Saved entries:

----------

Issue #510, opened 2024-05-17
pe.enforce() does not always update df


nicohiggs:
Ran into a situation where pe.enforce() was not enforcing bounds. After some digging I think it is related to how df.values will sometimes return a copy instead of a view (see MSeifert's answer here https://stackoverflow.com/questions/48201521/will-changes-in-dataframe-values-always-modify-the-values-in-the-data-frame and the issue here https://github.com/pandas-dev/pandas/issues/19219). Digging into _enforce_reset() you can see how if df.values returns a copy then editing the copy will not update the df.

The trouble is that when inspecting the df after calling pf.draw() in my model it appears all my types are the same, so I am not totally sure why in my case _enforce_reset() is making a copy with self._df.values which results in the df not being updated and enforce() not working. I was able to fix this locally by being more explicit in _enforce_reset() and will make a PR.

briochh:
closed by #511 , thanks @nicohiggs

PR #511, opened 2024-05-17
_enforce_reset() to be more explicit

nicohiggs:
This fixes issue #510 

Again I am not 100% why I was getting this issue for one of my models because the dtypes appeared to be fine after drawing ensembles, but it was clear pe.enforce() was not working for me (values outside both the lower and upper bounds not changing) and this fix I made by locally editing _enforce_reset() fixed it. I added a test that fails without this _enforce_reset() update but passes with it.

The vast majority of the time I think the dtypes should all be float64/upcastable to float64 and this will not be an issue. But I think it is a good idea to be more explicit in general anyways as nothing will notify you about this (pandas documentation has a warning now about using values: https://pandas.pydata.org/pandas-docs/stable/reference/api/pandas.DataFrame.values.html and in the links in issue #510 they discuss how this in an implementation detail and they might change implementation thus the pandas team aren't changing this behaviour).

### DIFF
--- a/autotest/en_tests.py
+++ b/autotest/en_tests.py
@@ -260,6 +260,7 @@ def enforce_test():
     pe.enforce(how="scale")
 
     pe = pyemu.ParameterEnsemble.from_gaussian_draw(pst, num_reals=num_reals)
+    pe._df["mult1"] = pe._df["mult1"].astype("float")
     pe._df.loc[0,:] += pst.parameter_data.parubnd
     pe.enforce()
     assert (pe._df.loc[0,:] - pst.parameter_data.parubnd).apply(np.abs).sum() == 0.0
@@ -718,7 +719,7 @@ if __name__ == "__main__":
     #deviations_test()
     # as_pyemu_matrix_test()
     # dropna_test()
-    #enforce_test()
+    enforce_test()
     #pnulpar_test()
     # triangular_draw_test()
     # uniform_draw_test()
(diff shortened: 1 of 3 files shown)


briochh:
Hi @nicohiggs, looks like a good catch, we should definitely be passing that np array back to the parent dataframe. At the risk of exposing us more to the vagrancies of pandas changes, I wonder if we could do the truncation/clipping directly on the dataframe from pandas. 
`self._df = self._df.clip(lower=lb, upper=ub, axis=1)` I think that will take the upper and lower bound dictionaries and will avoid the loop and casting to numpy and back again?

Not sure on the failing tests, might need some more digging.

nicohiggs:
I am wondering if you guys use dictionaries as a way to guard against the order of the columns of self._df and self.lbnd and self.ubnd possibly being different? It looks like df.clip accepts a dict but I am doubtful of it using the keys to ensure things line up when out-of-order, I think it likely just extracts the values and uses them like an array. If this is not a concern then I think my latest commit will be fine, if it is a concern though then there is some extra work that could be done to ensure that self.lbnd and self.ubnd have the same order as the columns of self._df. This extra work could be done here, but it potentially should something done beyond/outside of this function.

briochh:
I think @jtwhite79 has a good theory on why these tests are now failing after the change. Hopefully he is baking up a fix. We might ask you to merge that in to this PR once he is done.

jtwhite79:
@nicohiggs I opened a pr on your fork that should fix the tests. I think if accept it, gh should automatically update this pr...

briochh:
Thanks @nicohiggs, good catch 'n' fix!

PR #514, opened 2024-06-07
Extracted most of pst_from.draw() into helpers

wkitlasten:
I was having a hard time drawing ensembles with lots of pars any other way, so I borrowed the bits from pst_from and figured we could make them more accessible via helpers. All tests passed locally, hopefully I didn't break anything!


pyemu/en.py
```diff
@@ -480,7 +480,7 @@ def _gaussian_draw(
                     # cnames = names
                     cnames = []
                     snames = set(names)
-                    for n in cov.names:
+                    for n in cov.col_names:
```
briochh, line 483: I think `.names` should work so long as the `cov` object that is passed to the method is `Cov` type not `Mat`.  Does this not work for you?

pyemu/utils/helpers.py
```diff
@@ -235,6 +235,137 @@ def autocorrelated_draw(pst,struct_dict,time_distance_col="distance",num_reals=1
             full_oe.loc[:, n] = v
     return full_oe
 
+def draw_by_group(pst, num_reals=100, sigma_range=6, use_specsim=False,
+         struct_dict={}, delr=[], delc=[], scale_offset=True, echo=True, logger=False):
+    """Draw a parameter ensemble from the distribution implied by the initial parameter values in the
+    control file and the prior parameter covariance matrix. Previously in pst_from.
```
briochh, line 241: As we don't explicitly pass the prior par cov here, it might be clearer to say "... a prior parameter covariance matrix derived from grouped geostructures" or something like that.

pyemu/utils/helpers.py
```diff
@@ -235,6 +235,137 @@ def autocorrelated_draw(pst,struct_dict,time_distance_col="distance",num_reals=1
...
+
+        If you are using grid-style parameters, please use spectral simulation (`use_specsim=True`)
+
+    """
+    if not logger:
+        logger = pyemu.Logger("draw_by_groups.log", echo=echo)
+    if pst.npar_adj == 0:
+        logger.warn("no adjustable parameters, nothing to draw...")
+        return
+    # precondition {geostruct:{group:df}} dict to {geostruct:[par_dfs]}
```
briochh, line 278: drop comment - this is handled in the `PstFrom._pivot_par_struct_dict()` method (might be possible to abstract this too, to allow more flexibility of the form of that `struct_dict` object).

pyemu/utils/helpers.py
```diff
@@ -235,6 +235,137 @@ def autocorrelated_draw(pst,struct_dict,time_distance_col="distance",num_reals=1
...
+            logger.log(f"Joining specsim and non-specsim pars")
+            exist = gr_par_pe.columns.intersection(pe.columns)
+            pe = pe._df.drop(exist, axis=1)  # specsim par take precedence
+            pe = pd.concat([pe, gr_par_pe], axis=1)
+            pe = pyemu.ParameterEnsemble(pst=pst, df=pe)
+            logger.log(f"Joining specsim and non-specsim pars")
+    else:
+        pe = pyemu.ParameterEnsemble(pst=pst, df=gr_par_pe)
+    logger.log("drawing realizations")
+    return pe.copy()
```
briochh, line 367: note to self: work out why we were returning a copy here (probs a pandas ref vs copy thing).

briochh (changes requested):
Great stuff @wkitlasten. A few minor mods to comments but the code looks like it should work well in the abstracted form...

pyemu/utils/helpers.py
```diff
@@ -235,6 +235,137 @@ def autocorrelated_draw(pst,struct_dict,time_distance_col="distance",num_reals=1
...
+        num_reals (`int`): the number of realizations to draw
+        sigma_range (`int`): number of standard deviations represented by parameter bounds.  Default is 6 (99%
+            confidence).  4 would be approximately 95% confidence bounds
+        use_specsim (`bool`): flag to use spectral simulation for grid-scale pars (highly recommended).
+            Default is False
+        struct_dict (`dict`): struct_dict (`dict`): a dict of GeoStruct (or structure file), and list of
+            pilot point template files pairs. If the values in the dict are
+            `pd.DataFrames`, then they must have an 'x','y', and 'parnme' column.
+            If the filename ends in '.csv', then a pd.DataFrame is loaded,
+            otherwise a pilot points file is loaded.
```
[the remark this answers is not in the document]
wkitlasten: Yes, this is critical. I copied the language straight from "geostatistical_draws" in an effort to be consistent and since that is where struct_dict gets passed. I probably missed something. I agree it could be made more flexible, but I wanted to minimize changes until I was sure the extraction was successful. Also worried about chasing any changes through the rest and breaking something!

pyemu/en.py
wkitlasten: I never would have seen that line if I hadn't gotten an error there, but that doesn't mean I didn't screw something up. Looking around I see "cov.row_names" so I tried "cov.col_names" and voila, it worked.

pyemu/utils/helpers.py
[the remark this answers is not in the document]
briochh: Ah yeah, I see that downstream greostruct_draws does accept tpl-csv pairs. unfortunately the specsim method in this method is expecting par_data_dfs so the tpl-pairs won't work if using specsim... This is another enhancement we could add down the line. For now might be better to have struct_dict here as a dict of lists of dfs (e.g. {GeoStruct: list[par_dfs], ...}) and not the optional use of til-input file pairs, if not using specsim...

pyemu/en.py
briochh: as `Cov` is the expected form `col_names` should be the same as `row_names` and both should be covered by that `names` property. So `col_names` should work but `names` is a handy implicit test for that `Cov` variable actually being a `Cov` object.

briochh (approved):

briochh:
Thanks @wkitlasten, looking good.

----------

Wherever the string "loaded" occurs in the records, copy the line it is in.

Task solution —
+            If the filename ends in '.csv', then a pd.DataFrame is loaded,
+            otherwise a pilot points file is loaded.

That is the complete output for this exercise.